Not as old as you think...the volume is noted in mls (369 is it from memory)... this indicates the botlles were likely imperial but labeling changes required metrification, after the "cooling off period when both imperial and metric measurements were allowed (1 pint 6 fluid ounces springs to mind) thus the odd volume. Google will tell you more but i reckon early to mid 70's or later...

K


----------



## punkin (16/11/12)

Check for old Bundy rum bottles. Those are worth big dollars


----------



## dicko (16/11/12)

Yob said:


> I was doing a bot of work in the cellar today and came across these little gems, buggered if I can find any information on them really..
> 
> hopin someone in S.A. with knowledge about, or access to people who do have knowledge about these odd little gems.
> 
> ...



In the '70's my Dad used to do some wine buying for the company he worked for and I used to go with him at times for aday of "tasting"
Yaldara was an old favourite and I can remember those bottles well.
The two in the middle are liqueur bottles for which from memory, Yaldara had an extensive range.
I have been to Yaldara in more recent times and from memory they still do a good selection of liqueurs.
One of the Barossa boys on here may be able to confirm but I think Yaldara might be the winery with a brewery attached to it today.
Cheers


----------



## Yob (16/11/12)

Cheers lads, I sent the photo to yaldara and so far have confused them, nobody thus far has seen a bottle like it, I'm told the photo is being circulated to staff who have been there for 20+ years.

I've got a mate who collects old bottles so may end up giving them to him. 

cheers


----------



## np1962 (16/11/12)

dicko said:


> One of the Barossa boys on here may be able to confirm but I think Yaldara might be the winery with a brewery attached to it today.
> Cheers


Had a Brewery taking up some otherwise unused space in the winery.
The Brewery is now in it's own premises in Tanunda.
Can't help with your bottle enquiries I'm afraid Yob.


----------



## soundawake (16/11/12)

I was just at Chateau Yaldara a couple of weeks back.. a beautiful spot. My ancestors emigrated from Silesia to the Barossa in 1862, so I have tons of family spread through there. But I digress...

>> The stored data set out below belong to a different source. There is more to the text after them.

PR #15231, opened 2021-08-16
Refactor out capturing of window pointers with GA callbacks

### LINKED ISSUE #15169: Refactor game action callbacks to not capture pointers
There might be a couple of potential crashes dereferencing invalid memory when it comes to game action callbacks. In multiplayer mode those callbacks will fire after the server acknowledged the action so there is a delay, the user could have closed the window before the callback fires. 
Example here:
https://github.com/OpenRCT2/OpenRCT2/blob/3503a433dc277f740f6dc1106b99b9df20fb6b1b/src/openrct2-ui/windows/RideConstruction.cpp#L1943

The lambda captures ```w``` which is a windows pointer, to mitigate such problem the lambda can capture the ride id so that the window can be retrieved safely in the within the callback via the id. There are potentially more lines like this, all the game actions with callbacks should be reviewed and changed accordingly.

ZehMatt:
Closes #15169

### DIFF
--- a/src/openrct2-ui/windows/Player.cpp
+++ b/src/openrct2-ui/windows/Player.cpp
@@ -279,7 +279,7 @@ void window_player_overview_dropdown(rct_window* w, rct_widgetindex widgetIndex,
     const auto groupId = network_get_group_id(dropdownIndex);
     const auto windowHandle = std::make_pair(w->classification, w->number);
     auto playerSetGroupAction = PlayerSetGroupAction(playerId, groupId);
-    playerSetGroupAction.SetCallback([=](const GameAction* ga, const GameActions::Result* result) {
+    playerSetGroupAction.SetCallback([windowHandle](const GameAction* ga, const GameActions::Result* result) {
         if (result->Error == GameActions::Status::Ok)
         {
             window_invalidate_by_number(windowHandle.first, windowHandle.second);
--- a/src/openrct2-ui/windows/Player.cpp
+++ b/src/openrct2-ui/windows/Player.cpp
@@ -23,6 +23,7 @@
 #include <openrct2/network/network.h>
 #include <openrct2/sprites.h>
 #include <openrct2/util/Util.h>
+#include <utility>
 
 // clang-format off
 enum WINDOW_PLAYER_PAGE {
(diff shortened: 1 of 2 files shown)


src/openrct2-ui/windows/Player.cpp
```diff
@@ -265,21 +266,23 @@ void window_player_overview_mouse_down(rct_window* w, rct_widgetindex widgetInde
...
     if (dropdownIndex == -1)
     {
         return;
     }
-    int32_t group = network_get_group_id(dropdownIndex);
-    auto playerSetGroupAction = PlayerSetGroupAction(w->number, group);
+    const auto groupId = network_get_group_id(dropdownIndex);
+    const auto windowHandle = std::make_pair(w->classification, w->number);
+    auto playerSetGroupAction = PlayerSetGroupAction(playerId, groupId);
     playerSetGroupAction.SetCallback([=](const GameAction* ga, const GameActions::Result* result) {
```
tupaschoal, line 282: Maybe we should change the capture so that we explicitly only get `windowHandle`
```suggestion
    playerSetGroupAction.SetCallback([windowHandle](const GameAction* ga, const GameActions::Result* result) {
```

That would make it harder for us to sneak the usage of the pointer again.

tupaschoal (approved):

src/openrct2-ui/windows/Player.cpp
ZehMatt: True, ill change it.

src/openrct2-ui/windows/RideConstruction.cpp
```diff
@@ -1933,14 +1933,15 @@ static void window_ride_construction_mouseup_demolish(rct_window* w)
         _currentTrackPieceType, 0,
         { _currentTrackBegin.x, _currentTrackBegin.y, _currentTrackBegin.z, _currentTrackPieceDirection });
 
+    const auto rideId = w->number;
     trackRemoveAction.SetCallback([=](const GameAction* ga, const GameActions::Result* result) {
```
tupaschoal, line 1937: I think the previous issue also applies here, though it seems like this lambda has a lot more couplings.

ZehMatt: Quite a few arguments, so I think we'll leave that one. Normally with reviews this should sneak back in.

tupaschoal: I understand. Then I think this is good to go.

Broxzier (approved):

The place sold to McGuigan Wines in 1999. They now make reds, whites and ports, and some of their aged vintage ports are using Herman Thumm's (the founder) Chateau Yaldara stocks from the 60s.

At a guess I'm saying mid 70's as well. More than that though I couldn't tell you


----------



## Weizguy (16/11/12)

I have a similar bottle (but certainly not the same) of a "Chocolate wine cocktail" purchased there about 10 yr ago.

I still have it because the ex-partner did not like the taste. I guess I don't either.


----------



## barls (16/11/12)

punkin said:


> Check for old Bundy rum bottles. Those are worth big dollars


really whats a bottle of unopened bundy black from late 90/2000 worth?


----------



## punkin (18/11/12)

barls said:


> really whats a bottle of unopened bundy black from late 90/2000 worth?



Dunno, have a look on ebay. It depends on the shape of the label, the volume of the bottle (is it a 750ml?) etc. They pay some outrageous prices on unopened and indeed on empty Bundy bottles.

Does it have 3 labels or two etc.


http://www.ebay.com.au/sch/i.html?_trksid=...2&_from=R40


I've seen some of the boxed stuff go for over $1k and even empty decanter bottle like the one i had for over $200


Here's one for over 3k

http://www.ebay.com.au/itm/BUNDABERG-RUM-B...1#ht_2692wt_718


----------